You: "Look here's my quote, and it says BABIP thee times and I compare it to two systems which predict BABIP".

Me: "Yeah, but why are you using BABIP?"

You: "I regressed BABIP, it's better than CHONE!"

Me: "Yeah, but why are you using BABIP?"

You: "Quit insulting me"

Seriously, have a colleague explain it to you. I can only ask a person a question three times before I lose my patience. I am sure you're very good at mathematics - it's ability to take a step back and apply reasoning that you're lacking.

The point of discussing hitter BABIP was mentioned in the BABIP Roundtable we did a couple months ago, and it's well worth reviewing if you're still skeptical. The key is that you want to regress the statistics that represent more luck and less skill more than you want to regress the statistics that represent less luck and more skill. Home run rates have less luck than line drive BABIP. But infield hit rates have less luck than outfield fly ball BABIP. By breaking each skill down, you take the deviations from average that represent skill and regress those to the mean less than you regress the deviations from average that represent luck.
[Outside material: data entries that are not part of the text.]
PR #2882, opened 2017-02-26
CryptographicRandom: new class for acquiring random data for cryptographic purposes.

mkrautz:
The class implements an API similar to OpenBSD's arc4random:

 - A way to get a random uint32_t. (arc4random)
 - A way to get a random uint32_t with an upper bound. (arc4random_uniform)
 - A way to fill a buffer with random data. (arc4random_buf)


Kissaki:
Why this over using `qrand()` (with a bit of boilerplate)?

Text says it’s *similar* to OpenBSD, but license (and putting it in 3rd party) seems to indicate it's a copy of their project? So isn’t it exactly the same?

mkrautz:
> Why this over using qrand() (with a bit of boilerplate)?

qrand() does not provide cryptographically secure random data.

> Text says it’s similar to OpenBSD, but license (and putting it in 3rd party) seems to indicate it's a copy of their project? So isn’t it exactly the same?

The functionality is the same, but we provide a C++ based API instead of a C-based API.

We only include the implementation of arc4random_uniform, and use that. The others are implemented on top of OpenSSL's RAND_bytes().

mkrautz:
The reason I want a function like arc4random_uniform() is to be able to fix up our password generator for Murmur. It makes it easy to write a lookup table for an alphabet and picking out a random number, without modulo bias problems.

Kissaki:
Should I review everything?
Or just our integration?

src/tests/TestCryptographicRandom/TestCryptographicRandom.cpp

As cantankerous as this thread of comments got, I like seeing them because I get to learn more about the underlying logic, concepts and assumptions/assertions about BABIP that someone like me who is not well versed in sabremetrics is unfamiliar with.

In either event, I like Matt's breakdown and thanks to Neal for stirring up a drill-down.

By enabling a more accurate prediction of BABIP, one has the ability to improve the modeling systems. This second step has not yet been accomplished.